● Description of the task
Copy out the lines below that hold the word "Value".

** Supplied entries follows **

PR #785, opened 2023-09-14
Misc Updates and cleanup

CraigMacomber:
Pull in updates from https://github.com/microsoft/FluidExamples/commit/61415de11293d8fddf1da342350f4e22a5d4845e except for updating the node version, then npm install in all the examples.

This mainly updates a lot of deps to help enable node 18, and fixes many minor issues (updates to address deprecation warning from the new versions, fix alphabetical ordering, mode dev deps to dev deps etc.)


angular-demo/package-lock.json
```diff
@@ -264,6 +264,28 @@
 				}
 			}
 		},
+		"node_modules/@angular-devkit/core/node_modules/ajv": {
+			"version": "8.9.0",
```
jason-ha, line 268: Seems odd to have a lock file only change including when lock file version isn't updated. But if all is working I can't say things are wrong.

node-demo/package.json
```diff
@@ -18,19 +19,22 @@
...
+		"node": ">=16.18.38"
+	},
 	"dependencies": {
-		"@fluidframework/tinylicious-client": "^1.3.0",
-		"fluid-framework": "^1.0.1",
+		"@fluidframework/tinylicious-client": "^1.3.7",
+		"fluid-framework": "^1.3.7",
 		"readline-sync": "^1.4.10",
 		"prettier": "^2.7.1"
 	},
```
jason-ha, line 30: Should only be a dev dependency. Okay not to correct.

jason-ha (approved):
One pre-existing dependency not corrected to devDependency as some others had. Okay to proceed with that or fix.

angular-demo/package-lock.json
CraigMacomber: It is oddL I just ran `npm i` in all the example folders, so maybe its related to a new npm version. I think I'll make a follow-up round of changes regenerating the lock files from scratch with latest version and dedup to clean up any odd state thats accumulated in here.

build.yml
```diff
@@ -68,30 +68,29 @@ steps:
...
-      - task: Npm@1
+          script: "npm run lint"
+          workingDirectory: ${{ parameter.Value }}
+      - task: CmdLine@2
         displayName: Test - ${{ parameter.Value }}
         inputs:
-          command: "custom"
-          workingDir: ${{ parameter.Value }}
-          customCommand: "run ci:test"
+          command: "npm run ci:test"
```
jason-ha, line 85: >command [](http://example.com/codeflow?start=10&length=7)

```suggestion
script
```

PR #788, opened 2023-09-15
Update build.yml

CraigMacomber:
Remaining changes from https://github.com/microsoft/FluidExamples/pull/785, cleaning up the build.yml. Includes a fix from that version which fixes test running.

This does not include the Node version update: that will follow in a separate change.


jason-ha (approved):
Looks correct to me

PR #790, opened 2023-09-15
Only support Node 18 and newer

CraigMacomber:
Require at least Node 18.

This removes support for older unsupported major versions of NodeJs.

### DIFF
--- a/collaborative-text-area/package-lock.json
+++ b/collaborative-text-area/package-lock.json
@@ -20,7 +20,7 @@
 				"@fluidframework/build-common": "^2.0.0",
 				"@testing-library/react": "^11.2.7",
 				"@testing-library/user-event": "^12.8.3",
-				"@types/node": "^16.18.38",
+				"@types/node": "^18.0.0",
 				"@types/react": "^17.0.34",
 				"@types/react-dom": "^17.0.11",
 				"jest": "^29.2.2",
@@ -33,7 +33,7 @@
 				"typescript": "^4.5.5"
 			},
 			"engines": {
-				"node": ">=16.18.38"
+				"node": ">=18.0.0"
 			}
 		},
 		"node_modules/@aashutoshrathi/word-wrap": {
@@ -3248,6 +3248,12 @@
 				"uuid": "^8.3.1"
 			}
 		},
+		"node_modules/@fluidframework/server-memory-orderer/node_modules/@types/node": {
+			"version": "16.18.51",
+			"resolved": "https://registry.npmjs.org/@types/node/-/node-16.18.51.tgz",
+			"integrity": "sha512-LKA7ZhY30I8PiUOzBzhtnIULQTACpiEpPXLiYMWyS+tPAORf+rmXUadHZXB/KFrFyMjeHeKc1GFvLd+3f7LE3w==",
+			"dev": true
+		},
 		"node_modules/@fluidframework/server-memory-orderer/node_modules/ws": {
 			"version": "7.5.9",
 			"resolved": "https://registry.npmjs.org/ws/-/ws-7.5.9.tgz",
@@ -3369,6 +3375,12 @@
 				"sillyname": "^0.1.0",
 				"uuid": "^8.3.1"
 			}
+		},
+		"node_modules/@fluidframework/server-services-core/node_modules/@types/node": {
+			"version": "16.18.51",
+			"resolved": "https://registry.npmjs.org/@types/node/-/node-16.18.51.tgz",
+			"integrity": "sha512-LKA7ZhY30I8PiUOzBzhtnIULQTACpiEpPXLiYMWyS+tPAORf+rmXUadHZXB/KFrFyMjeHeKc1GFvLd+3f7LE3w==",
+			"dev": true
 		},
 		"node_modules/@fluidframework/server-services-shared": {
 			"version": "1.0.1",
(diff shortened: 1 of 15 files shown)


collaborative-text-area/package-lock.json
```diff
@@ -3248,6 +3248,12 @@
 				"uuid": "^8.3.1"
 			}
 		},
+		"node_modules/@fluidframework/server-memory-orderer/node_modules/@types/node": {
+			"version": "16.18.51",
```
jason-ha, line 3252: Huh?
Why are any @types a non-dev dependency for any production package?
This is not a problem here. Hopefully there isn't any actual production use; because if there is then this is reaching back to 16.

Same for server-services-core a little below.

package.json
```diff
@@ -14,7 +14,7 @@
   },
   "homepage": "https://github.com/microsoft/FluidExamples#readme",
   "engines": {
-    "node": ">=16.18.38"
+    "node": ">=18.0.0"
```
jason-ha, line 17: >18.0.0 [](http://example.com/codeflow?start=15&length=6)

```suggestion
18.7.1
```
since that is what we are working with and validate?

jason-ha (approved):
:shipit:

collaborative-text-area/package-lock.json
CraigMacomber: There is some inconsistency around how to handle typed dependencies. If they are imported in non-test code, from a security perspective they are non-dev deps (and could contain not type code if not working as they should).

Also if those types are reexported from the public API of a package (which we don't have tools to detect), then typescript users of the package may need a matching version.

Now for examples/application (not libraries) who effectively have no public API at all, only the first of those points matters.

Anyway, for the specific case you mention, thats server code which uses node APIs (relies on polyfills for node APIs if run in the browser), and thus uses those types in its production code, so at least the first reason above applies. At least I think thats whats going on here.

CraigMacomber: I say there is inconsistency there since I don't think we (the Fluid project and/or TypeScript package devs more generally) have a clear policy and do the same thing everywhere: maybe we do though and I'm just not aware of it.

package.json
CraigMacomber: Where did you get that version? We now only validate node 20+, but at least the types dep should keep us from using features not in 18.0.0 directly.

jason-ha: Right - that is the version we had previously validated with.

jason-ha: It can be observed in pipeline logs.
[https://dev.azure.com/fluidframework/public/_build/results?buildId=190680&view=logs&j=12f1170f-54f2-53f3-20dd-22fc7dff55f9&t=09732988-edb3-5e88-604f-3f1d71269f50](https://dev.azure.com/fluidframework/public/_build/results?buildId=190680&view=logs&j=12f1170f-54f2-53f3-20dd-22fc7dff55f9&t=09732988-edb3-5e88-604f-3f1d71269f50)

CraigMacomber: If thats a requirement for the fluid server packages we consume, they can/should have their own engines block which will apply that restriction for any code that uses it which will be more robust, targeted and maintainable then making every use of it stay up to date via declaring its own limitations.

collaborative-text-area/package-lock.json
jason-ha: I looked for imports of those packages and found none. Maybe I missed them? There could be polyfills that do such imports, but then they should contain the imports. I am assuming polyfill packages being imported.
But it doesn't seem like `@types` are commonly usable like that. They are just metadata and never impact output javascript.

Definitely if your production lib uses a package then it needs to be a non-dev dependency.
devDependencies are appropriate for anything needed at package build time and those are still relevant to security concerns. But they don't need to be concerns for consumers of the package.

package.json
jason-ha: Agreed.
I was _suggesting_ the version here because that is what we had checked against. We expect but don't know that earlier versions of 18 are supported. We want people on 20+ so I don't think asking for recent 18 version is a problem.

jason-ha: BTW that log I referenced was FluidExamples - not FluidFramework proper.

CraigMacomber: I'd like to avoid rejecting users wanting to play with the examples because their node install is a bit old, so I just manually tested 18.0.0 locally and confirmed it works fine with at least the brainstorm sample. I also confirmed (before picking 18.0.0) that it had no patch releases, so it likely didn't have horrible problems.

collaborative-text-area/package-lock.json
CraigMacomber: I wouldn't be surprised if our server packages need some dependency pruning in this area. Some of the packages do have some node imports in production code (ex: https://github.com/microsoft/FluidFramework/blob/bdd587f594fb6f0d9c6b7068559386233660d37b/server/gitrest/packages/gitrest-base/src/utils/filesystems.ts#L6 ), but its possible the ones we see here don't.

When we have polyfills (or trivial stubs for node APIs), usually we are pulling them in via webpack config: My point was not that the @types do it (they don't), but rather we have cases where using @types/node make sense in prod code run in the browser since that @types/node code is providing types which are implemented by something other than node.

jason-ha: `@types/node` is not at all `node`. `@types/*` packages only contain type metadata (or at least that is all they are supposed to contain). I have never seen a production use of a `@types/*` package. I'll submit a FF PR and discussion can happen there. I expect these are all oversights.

** End of Supplied entries **

● Solution for this problem
+          workingDirectory: ${{ parameter.Value }}
         displayName: Test - ${{ parameter.Value }}
-          workingDir: ${{ parameter.Value }}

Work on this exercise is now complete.